How to read this list
Not all AI use cases are equal. Some return value in a week with a credit-card subscription; others need data engineering, model evaluation, and months of integration. Below, the twenty use cases are grouped by function, and for each you should weigh three things: the value (what it saves or earns), the tooling (what you actually deploy), and the complexity (how much engineering it demands). The pattern that separates winners from waste is starting with low-risk, high-frequency tasks and only graduating to custom builds once the simple version proves the value.
Customer-facing use cases
The most adopted customer-facing applications are support automation (Intercom Fin, Zendesk AI, or a custom RAG bot over your help docs), sales email and outreach drafting (with CRM context), personalised product recommendations, multilingual chat and translation, and review and feedback summarisation.
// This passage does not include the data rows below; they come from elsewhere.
PR #1355, opened 2024-09-16
data race for streams map

michelepra:
If concurrently calling create stream from api we can have error in write into streams map.
See https://go.dev/doc/articles/race_detector

### DIFF
--- a/internal/streams/streams.go
+++ b/internal/streams/streams.go
@@ -61,6 +61,9 @@ func New(name string, source string) *Stream {
 		return nil
 	}
 
+	streamsMu.Lock()
+	defer streamsMu.Unlock()
+
 	stream := NewStream(source)
 	streams[name] = stream
 	return stream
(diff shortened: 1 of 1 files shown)


internal/streams/streams.go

Support automation leads on ROI because the baseline cost is obvious and the saved agent-hours are easy to measure. The rule for all of these is human-in-the-loop until a narrow flow is proven safe, because errors here reach real users.
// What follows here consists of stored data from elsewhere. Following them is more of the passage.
PR #229, opened 2023-12-22
Additional deparser fixes for Postgres 16

lfittl:
On top of https://github.com/pganalyze/libpg_query/pull/225.

This makes all SQL contained in Postgres 16 regression tests work successfully with the deparser.


src/postgres_deparse.c
```diff
@@ -246,89 +251,144 @@ static void deparseAnyNameSkipLast(StringInfo str, List *parts)
 	}
 }
 
-// "a_expr" / "b_expr" in gram.y
-static void deparseExpr(StringInfo str, Node *node)
```
lfittl, line 250: This refactoring maps the deparser handling of a/b/c type expressions closer to how `gram.y` is written, and helps us only add parentheses around `a_expr` type expressions when needed (i.e. when they are used within the context of a `c_expr`).

msepga (approved):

Engineering and product use cases
Inside engineering teams the highest-value uses are code generation and completion (GitHub Copilot, Cursor), automated code review and bug triage, test generation, documentation drafting, and log and incident summarisation. Code assistance shows returns nearly as clean as support automation: the baseline is developer time, the tooling is mature, and productivity lifts are measurable on real tasks. These are low-risk because output is reviewed before it merges.
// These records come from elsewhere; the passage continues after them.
PR #232, opened 2023-12-30
32-bit support

### LINKED ISSUE #231: 32-bit support
When building for Wasm in go-pgquery, I hadn't noticed the values in `pg_config.h` that are hard-coded for 64-bit architectures (Wasm is 32-bit).

https://github.com/pganalyze/libpg_query/blob/16-latest/src/postgres/include/pg_config.h#L680

With PG 15, this didn't seem to cause any issues, but when updating to PG 16 I found compilation errors relating to `sizeof(DATUM)` being the same as `sizeof(int)` which makes sense given that configuration. So I patched the config with various values for a 32-bit architecture

https://github.com/wasilibs/go-pgquery/blob/main/buildtools/wasm/patch.txt#L67

I was a bit surprised to see I had to implement `pg_popcount32` - though IIUC, the source import process effectively compiles the code, meaning that only code referenced from the config end up in this repo, so 32-bit codepaths get erased.

I was wondering if it wouldn't be possible to include at least `pg_popcount32` in the source? That allows only needing to do the config change for 32-bit, without actual business logic changes.

If it's not a priority to support 32-bit, no worries just wanted to check, and also leave a record for anyone else compiling to Wasm.

lfittl:
Fixes #231

### DIFF
--- a/protobuf/pg_query.proto
+++ b/protobuf/pg_query.proto
@@ -1272,7 +1272,7 @@ message RTEPermissionInfo
 {
   uint32 relid = 1 [json_name="relid"];
   bool inh = 2 [json_name="inh"];
-  int64 required_perms = 3 [json_name="requiredPerms"];
+  uint64 required_perms = 3 [json_name="requiredPerms"];
   uint32 check_as_user = 4 [json_name="checkAsUser"];
   repeated uint64 selected_cols = 5 [json_name="selectedCols"];
   repeated uint64 inserted_cols = 6 [json_name="insertedCols"];
--- a/Makefile
+++ b/Makefile
@@ -127,54 +127,11 @@ $(PGDIR):
 	cd $(PGDIR); make -C src/port pg_config_paths.h
 	cd $(PGDIR); make -C src/backend generated-headers
 	cd $(PGDIR); make -C src/backend parser-recursive # Triggers copying of includes to where they belong, as well as generating gram.c/scan.c
-	# This causes compatibility problems on some Linux distros, with "xlocale.h" not being available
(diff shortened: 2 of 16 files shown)


protobuf/pg_query.proto
```diff
@@ -1272,7 +1272,7 @@ message RTEPermissionInfo
 {
   uint32 relid = 1 [json_name="relid"];
   bool inh = 2 [json_name="inh"];
-  int64 required_perms = 3 [json_name="requiredPerms"];
+  uint64 required_perms = 3 [json_name="requiredPerms"];
```
lfittl, line 1275: As noted in the commit message, this is okay to do only because this struct isn't actually used in raw parse trees. Otherwise this would be an API break (which may be okay in the context of how we use these protobufs, but at least we should talk about doing this outside of major releases).

lelit:
FYI, I tried out this PR and it fixes the problem, all [CI tests](https://github.com/lelit/pglast/actions/runs/7363134571/job/20042296417#step:5:1136) are green again!
Thank you!

anuraaga (commented):
It's a bit tricky to verify this with go-pgquery since I use the C sources from pg_query_go instead of these ones to make sure they align, but I think this should fix my issue well. Thanks a lot!

msepga (approved):

anuraaga:
Just to close the loop, after updating I could remove my 32-bit support patch. Thanks!

https://github.com/wasilibs/go-pgquery/pull/22/files#diff-4d79e217dbbb7c7f611bfd2e2a6111d14e17bff3f3dbafac24d6314e5eeafc03L58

Operations, marketing, and analysis
Across the back office, proven use cases include meeting transcription and summarisation, internal document search over a company knowledge base, marketing content drafting and repurposing, data analysis and chart generation from spreadsheets, contract and invoice extraction, and forecasting and reporting commentary. Document search and content drafting are the easiest possible starting points — off-the-shelf tools, no customer exposure, value within days.
High-complexity, high-value frontiers
A final tier needs real investment but pays off at scale: fraud and anomaly detection in finance, drug discovery and molecular screening in pharma, medical imaging triage, and supply-chain demand prediction. These typically justify custom models trained on proprietary data, because that data is the moat. They demand serious engineering, evaluation, and compliance work, so they are not where a first AI project should begin — but for the organisations that own the right data, they are where the largest gains live.